Reps in Reserve (RIR) is the language the model uses to calibrate effort. "Stop at 2 RIR" means put the bar down when you estimate you have two reps left in the tank. This sounds simple; the hard part is that most lifters initially underestimate how many reps they have left. Over weeks of practice, your ability to estimate RIR improves and the load adjustments become more accurate.

The practical advantage is bidirectional correction. A fixed-percentage program only moves the load forward. If you had a bad week and performed below your estimated max, you still progress next session. The load creeps ahead of your actual capacity, sessions get grindy, and form breaks down. Autoregulation catches the regression: a weaker session sets a slightly lighter load for next session, preserving technique and allowing recovery.

It also catches positive variation. If you are sleeping well and feeling strong, a great reps-to-failure set will push the load estimate upward, and next session you train at a higher absolute intensity. Fixed programming leaves those good weeks as untapped potential.

LiftProof implements the feedback loop automatically.

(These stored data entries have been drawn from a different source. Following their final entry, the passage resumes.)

PR #350, opened 2019-01-09
Core/Base: Fix for basis/world-matrix property ranges in the volumeinformation processor

r-englund:
The min/max/inc values for the matrixPorperties in VolumeInformationProcessor was a diagonal matrix and hence could not display a rotation matrix (or any non-diagonal matrix) correctly.

### DIFF
--- a/include/inviwo/core/util/glm.h
+++ b/include/inviwo/core/util/glm.h
@@ -812,7 +812,7 @@ struct almostEqual<glm::mat<C, R, T, Q>> {
 
 }  // namespace detail
 
-template <typename M, typename T = M::value_type>
+template <typename M, typename T = typename M::value_type>
 M filledMat(T v) {
     return M{T(0)} + v;
 }
--- a/include/inviwo/core/util/glm.h
+++ b/include/inviwo/core/util/glm.h
@@ -812,6 +812,11 @@ struct almostEqual<glm::mat<C, R, T, Q>> {
 
 }  // namespace detail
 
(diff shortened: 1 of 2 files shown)


include/inviwo/core/util/glm.h
```diff
@@ -812,6 +812,11 @@ struct almostEqual<glm::mat<C, R, T, Q>> {
 
 }  // namespace detail
 
+template <typename M, typename T = M::value_type>
+M filledMat(T v) {
```
petersteneteg, line 816: Would it work with just fill? Or filled?

petersteneteg (approved):

include/inviwo/core/util/glm.h
r-englund: I'm fine with either. My though with including the Mat part is to indicate that the function is aimed for matrices (since it is not needed for vectors), ´util::filled<T>(v)´ could look like it also works on other datatypes as well (std::vector, images etc).

r-englund: I guess, technically, the function works for any datatype that has a single value constructor and operator+ taking a M::value_type parameters.

petersteneteg: for generic code using both vec and mat, it can be nice I think... might add a comment about intended usage?

petersteneteg: I would call it just filled

r-englund:
Rebased, see #353

PR #354, opened 2019-01-14
PlottingGL: Fixed issue where tooltip same text was displayed in othe…

ResearchDaniel:
…r parts of the screen. Made it possible to deselect an item in parallel coordinates


petersteneteg (approved):

petersteneteg:
@r-englund since we made it public, so one can get to the actual range value

ResearchDaniel:
> Why remove the underscores?

@r-englund  Made the two properties public.

PR #364, opened 2019-01-18
Feature/workspaces

martinfalk:
* updated workspaces to latest version and to include preview images.
* added commandline arg for updating only workspace in a specific directory


tools/changelog-to-html.py
```diff
@@ -164,6 +159,17 @@ def makeCmdParser():
 def main(args):
 	args = makeCmdParser();
 
+	if len(missing_modules)>0: 
+		print_error("Warning: Could not generate HTML changelog. Missing python modules:")
+		for k,v in missing_modules.items():
+			print_error("    {:20s} {}".format(k,v))	
+		print_info("    To install run: 'pip install {}'".format(" ".join(missing_modules.keys())))
```
ResearchDaniel: I would still argue for
Python -m pip install 
since pip install requires the script path to be in the PATH on windows
https://stackoverflow.com/questions/34247930/pip-not-working-in-python-3-5-on-windows

include/inviwo/core/network/workspaceutils.h
```diff
@@ -41,6 +41,8 @@ namespace util {
 
 void IVW_CORE_API updateWorkspaces(InviwoApplication* app);
 
+void IVW_CORE_API updateWorkspacesInPath(InviwoApplication* app, const std::string &path);
```
ResearchDaniel: could also be 
`void IVW_CORE_API updateWorkspaces(InviwoApplication* app, const std::string &inPath)`

modules/python3/src/python3module.cpp
```diff
@@ -50,7 +50,7 @@ Python3Module::Python3Module(InviwoApplication* app)
     : InviwoModule(app, "Python3")
     , pythonInterpreter_(util::make_unique<PythonInterpreter>(this))
     , pythonScriptArg_("p", "pythonScript", "Specify a python script to run at startup", false, "",
-                       "Path to the file containing the script")
+                       "python script")
```
ResearchDaniel, line 53: Still a file?

src/qt/editor/inviwomainwindow.cpp
```diff
@@ -130,7 +130,14 @@ InviwoMainWindow::InviwoMainWindow(InviwoApplicationQt* app)
                              "path"}
     , openData_{"d", "data", "Try and open a data file", false, "", "file name"}
     , updateWorkspaces_{"", "update-workspaces",
-                        "Go through and update all workspaces to the latest version"}
+                        "Update workspaces of all modules to the latest version "
+                        "(located in '<module>/data/workspaces/*')"}
```
ResearchDaniel, line 134: module->modules

ResearchDaniel (changes requested):
Great, some minor comments

modules/python3/src/python3module.cpp
martinfalk: `"python script"` refers to the short part of the argument, not its description!
Cf.
```
inviwo.exe  [-p <python script>]
                                        [--update-workspaces-in-path

-p <python script>,  --pythonScript <python script>
     Specify a python script to run at startup
```

src/qt/editor/inviwomainwindow.cpp
martinfalk: don't agree. This refers to the respective module path. You maybe refer to `modules/<module>/data/...`?

include/inviwo/core/network/workspaceutils.h
martinfalk: any reason why?

tools/changelog-to-html.py
martinfalk: fixed

src/qt/editor/inviwomainwindow.cpp
ResearchDaniel: Yes, you are correct

include/inviwo/core/network/workspaceutils.h
ResearchDaniel: More common to overload function than to prepend argument to its name.

martinfalk:
PR rebased into #366

PR #370, opened 2019-01-24
Feature/various

martinfalk:
various bug fixes


src/qt/editor/toolsmenu.cpp
```diff
@@ -80,7 +80,7 @@ void createProcessorDocMenu(InviwoApplication *app, QMenu *docsMenu) {
                 const auto processor = factory->create(pfo->getClassIdentifier());
                 const auto &inports = processor->getInports();
                 const auto &outports = processor->getOutports();
-                const auto &properties = processor->getProperties();
```
r-englund, line 83: Well, this will include all properties, but not the hierarchy. eg:
* Raycasting properties
* TF
* SamplingRate
* ...
* Lighting Property
* Ambiend
* Diffuse 
* ... 

### where one might want something like this

* Raycasting properties
* * TF
* * SamplingRate
* * ...
* Lighting Property
* * Ambiend
* * Diffuse 
* * ...

martinfalk: So far, the indentation is hardly used (except for VolumeSlice) for composites. But I've stumbled upon this ('noiseprocessor.h') where a second level is used to indicate options of an optionproperty (and that pattern appears several times):
```c++
/**
 * ### Properties
 *   * __size__ Size of the output image.
 *   * __type__ Witch type of noise to generate.
 *   * __range__ The min/max values of the output values (default: [0 1]).
 *   * __Perlin Noise:__
 *     + __persistence__ Controls the sharpnes in Perlin noise
 *     + __levels__ Numbers of levels used in the generation.
 *   * __Poisson Disk Sampling:__
 *     + __poissonDotsAlongX__ Average number of points along the x-axis.
 *     + __poissonMaxPoints__ Maximum number of output points (total).
 */
```

modules/basegl/src/processors/sphererenderer.cpp
```diff
@@ -69,7 +69,8 @@ SphereRenderer::SphereRenderer()
     , forceColor_("forceColor", "Force Color", false, InvalidationLevel::InvalidResources)
     , defaultColor_("defaultColor", "Default Color", vec4(0.7f, 0.7f, 0.7f, 1.0f), vec4(0.0f),
                     vec4(1.0f))
-    , useMetaColor_("useMetaColor", "Use meta color mapping", false)
+    , useMetaColor_("useMetaColor", "Use meta color mapping", false,
```
petersteneteg: need this in the cube and tube renderer too...

petersteneteg (approved):

PR #371, opened 2019-01-28
Feature/parallel coordinates delayed brushing

Alboin:
The added option gives a huge performance boost to the parallel coordinates plot when the brushing is linked to heavy computations such as computations on volume sequences.

- Windows 10
- Visual Studio 15.7.6
- QT Community 4.6.1
- CMake 3.11.2
- Python 3.6 (32-bit)


modules/plottinggl/include/modules/plottinggl/processors/parallelcoordinates/parallelcoordinates.h
```diff
@@ -109,11 +109,15 @@ class IVW_MODULE_PLOTTINGGL_API ParallelCoordinates : public Processor {
                     const std::vector<ParallelCoordinatesAxisSettingsProperty *> &enabledAxis);
 
     void updateBrushing();
+    std::unordered_set<size_t> brushedID;
```
ResearchDaniel: We use an underscore for protected/private member variables, i.e. brushedIDs_

modules/plottinggl/include/modules/plottinggl/processors/parallelcoordinates/parallelcoordinates.h
```diff
@@ -109,11 +109,15 @@ class IVW_MODULE_PLOTTINGGL_API ParallelCoordinates : public Processor {
...
 
     DataInport<DataFrame> dataFrame_;
     BrushingAndLinkingInport brushingAndLinking_;
     ImageOutport outport_;
 
+    BoolProperty brushOnlyWhenMouseRelease_;
+    bool mouseReleased = true;
```
ResearchDaniel: mouseReleased_
The implementation also support touch :)
I think that this variable could be removed with some refactoring. See later comment

modules/plottinggl/src/processors/parallelcoordinates/parallelcoordinates.cpp
```diff
@@ -746,6 +753,10 @@ void ParallelCoordinates::handlePicked(PickingEvent *p) {
         axisVector_[axisID]->moveHandle(upper, newY);
         p->markAsUsed();
     }
+    if (p->getPressState() == PickingPressState::Release) {
+        mouseReleased = true;
+        updateBrushing();
+    }
 }
 
 void ParallelCoordinates::updateBrushing() {
```
ResearchDaniel, line 762: updatedBrushing could take PickingState as input. Would remove mouseReleased variable.

modules/plottinggl/src/processors/parallelcoordinates/parallelcoordinates.cpp
```diff
@@ -571,7 +575,7 @@ void ParallelCoordinates::drawLines(size2_t size) {
     lineShader_.setUniform("selected", 0);
     lineShader_.setUniform("filtered", 0);
     for (size_t i = 0; i < numLines; i++) {
-        if (brushingAndLinking_.isFiltered(indexCol[i])) {
+        if (brushedID.find(indexCol[i]) != brushedID.end()) {
```
ResearchDaniel: How will this affect filtering from other components? Should it not be brushingAndLinking_.isFiltered(indexCol[i]) || brushedID.find(indexCol[i]) != brushedID.end() ?

ResearchDaniel (changes requested):
Some comments

r-englund:
Haven't had time to look into it in detail. But it feels unnecessary to add a new index set, since one already exists in the BrushingAndLinkingInport. I wounder if we could move this to the BrushingAndLinkingInport instead. Like a pause for event propagation, when the PCP processor gets a mouse down event it pauses the the events sent from BrushingAndLinkingInport and when it releases it "unpause" it and the BrushingAndLinkingInport would send any (should be enough with only the latest of them) filter/selection event done while paused.

Alboin:
As I mentioned verbally there is some problems with the delayed update of brushing filter events. When the feature is activated in the parallel coordinates plot it does not fire a mouserelease-event properly (which will update the brushing) when the mouse is released over another plot or such. 

But @ResearchDaniel told me that this might be fixed with https://github.com/inviwo/inviwo/commit/6c99ee306ee4e8f33ebae13e6da110e64c06bc69.

Alboin:
> As I mentioned verbally there is some problems with the delayed update of brushing filter events. When the feature is activated in the parallel coordinates plot it does not fire a mouserelease-event properly (which will update the brushing) when the mouse is released over another plot or such.
> 
> But @ResearchDaniel told me that this might be fixed with [6c99ee3](https://github.com/inviwo/inviwo/commit/6c99ee306ee4e8f33ebae13e6da110e64c06bc69).

Great idea! I'd tried merging the commit onto this branch but the problem persists...

Alboin:
> > As I mentioned verbally there is some problems with the delayed update of brushing filter events. When the feature is activated in the parallel coordinates plot it does not fire a mouserelease-event properly (which will update the brushing) when the mouse is released over another plot or such.
> > But @ResearchDaniel told me that this might be fixed with [6c99ee3](https://github.com/inviwo/inviwo/commit/6c99ee306ee4e8f33ebae13e6da110e64c06bc69).
> 
> Great idea! I'd tried merging the commit onto this branch but the problem persists...

Well at least you tried @Alboin 👍 better luck next time!

Maybe we can merge this PR onto master anyway and fix this issue later on?

modules/brushingandlinking/include/modules/brushingandlinking/brushingandlinkingmanager.h
```diff
@@ -55,6 +55,7 @@ class IVW_MODULE_BRUSHINGANDLINKING_API BrushingAndLinkingManager {
     void remove(const BrushingAndLinkingInport* src);
 
     bool isFiltered(size_t idx) const;
+    bool isFilteredByOther(size_t idx, const inviwo::BrushingAndLinkingInport* src) const;
```
ResearchDaniel, line 58: I think that the BrushingAndLinkingManager should be responsible for pausing/resuming the filtering instead of the brushing and linking ports. 
Then we would not need this extra function?

modules/brushingandlinking/include/modules/brushingandlinking/ports/brushingandlinkingports.h
```diff
@@ -55,13 +55,20 @@ class IVW_MODULE_BRUSHINGANDLINKING_API BrushingAndLinkingInport
     bool isFiltered(size_t idx) const;
     bool isSelected(size_t idx) const;
 
+    void pauseFilterEvents();
```
ResearchDaniel, line 58: Add documentation on the purpose and what happens after calling these functions

modules/brushingandlinking/src/ports/brushingandlinkingports.cpp
```diff
@@ -44,8 +44,10 @@ BrushingAndLinkingInport::BrushingAndLinkingInport(std::string identifier)
 void BrushingAndLinkingInport::sendFilterEvent(const std::unordered_set<size_t> &indices) {
     if (filterCache_.size() == 0 && indices.size() == 0) return;
     filterCache_ = indices;
-    FilteringEvent event(this, filterCache_);
-    getProcessor()->propagateEvent(&event, nullptr);
+    if (!filterEventsPaused_) {
```
ResearchDaniel, line 47: This could be moved to the BrushingAndLinkingManager?

ResearchDaniel (changes requested):
After discussion: How about adding an "isInteracting" state to the BrushingAndLinkingManager. Compute intensive processors connected to brushing and linking would check the state and optionally recompute when interaction ends.

modules/brushingandlinking/include/modules/brushingandlinking/brushingandlinkingmanager.h
petersteneteg: how does the manager know which event producer that is paused? this seems like a local state, why should we manage it globally?

petersteneteg:
> After discussion: How about adding an "isInteracting" state to the BrushingAndLinkingManager. Compute intensive processors connected to brushing and linking would check the state and optionally recompute when interaction ends.

This is a quite different implementation all together. I will requite all other consumers to be updated to check the "isInteracting" flag and then skip updating. The current solution does not need and changes to any of the other consumers

Alboin:
> 
> This is a quite different implementation all together. I will requite all other consumers to be updated to check the "isInteracting" flag and then skip updating. The current solution does not need and changes to any of the other consumers

The drawback with "current solution" is that when pausing the brushing for one processor, it pauses on all others as well. With Daniels approach one could select to pause the brushing on only the more computationally heavy processors. A linked scatterplot could then be updated in realtime with the PCP but a volume computation be configured to wait until end of interaction to update, as an example.

petersteneteg:
> > This is a quite different implementation all together. I will requite all other consumers to be updated to check the "isInteracting" flag and then skip updating. The current solution does not need and changes to any of the other consumers
> 
> The drawback with "current solution" is that when pausing the brushing for one processor, it pauses on all others as well. With Daniels approach one could select to pause the brushing on only the more computationally heavy processors. A linked scatterplot could then be updated in realtime with the PCP but a volume computation be configured to wait until end of interaction to update, as an example.

That is a good point. Given that all other processors also support it....

petersteneteg:
I plan to have a larger discussion about the brushing soonish. This could be further discussed then,...

martinfalk:
@Alboin 
> As I mentioned verbally there is some problems with the delayed update of brushing filter events. When the feature is activated in the parallel coordinates plot it does not fire a mouserelease-event properly (which will update the brushing) when the mouse is released over another plot or such.
> But @ResearchDaniel told me that this might be fixed with [6c99ee3](https://github.com/inviwo/inviwo/commit/6c99ee306ee4e8f33ebae13e6da110e64c06bc69).

The issue you are referring to is twofold. Mouse release events within the same canvas are now propagated/fired accordingly as in 6c99ee3. However, using picking within an `ImageLayout` is not quite correct. At the moment, picking events are __only__ forwarded to the view under the mouse. Meaning when starting to interact in one view and releasing the mouse button in another view, the first view will **not** be notified. This needs to be fixed.

Alboin:
Any progress on this @petersteneteg, @martinfalk, @ResearchDaniel ? It would really improve the performance of the brushing and computations on volume sequences that I use, so I'm eager to have it implemented in one way or another :)

ResearchDaniel:
So, I have seen other systems where they instead set a time interval before new filtering events can be sent. That might be a better approach?

Alboin:
That sounds confusing. Then the filtering event would most of the time be sent either before you're finished filtering or afterwards, with an added delay. Instead of sending an event exactly when you're done filtering.

ResearchDaniel:
I guess you can "force" send it when releasing the button.

Alboin:
But why having an interval in the first place then? To make fewer updates along the way?

Alboin:
Pling plong! 🔔⏳

ResearchDaniel:
This PR has practically been rendered useless thorugh proper use of background threads :)

Close it? @Alboin @petersteneteg

Alboin:
Sure!  👍

PR #375, opened 2019-01-29
Fix/inputselector property update

Alboin:
**Updated feature / Fixes** 
The inputselector processor previously rebuilt the OptionPropertyInt-list, with which selection of input was made, at every input_.onChange(). Through this commit, the list is only rebuilt when the connections to the processor inport is changed.

Problems arose with the previous implementation when synchronizing the OptionPropertyInt to other processors, as every change on input_ updated all other processors synchronized to this.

After you log the final set — weight and reps — the app calculates the estimated working max and pre-fills next session's loads. You see the adjustment, can override it if it feels off, and build a session-by-session history that shows how your capacity trends over time rather than just what weight you lifted.

For informational purposes only. Not a substitute for professional guidance. Consult a qualified trainer or healthcare provider before making significant changes to your training.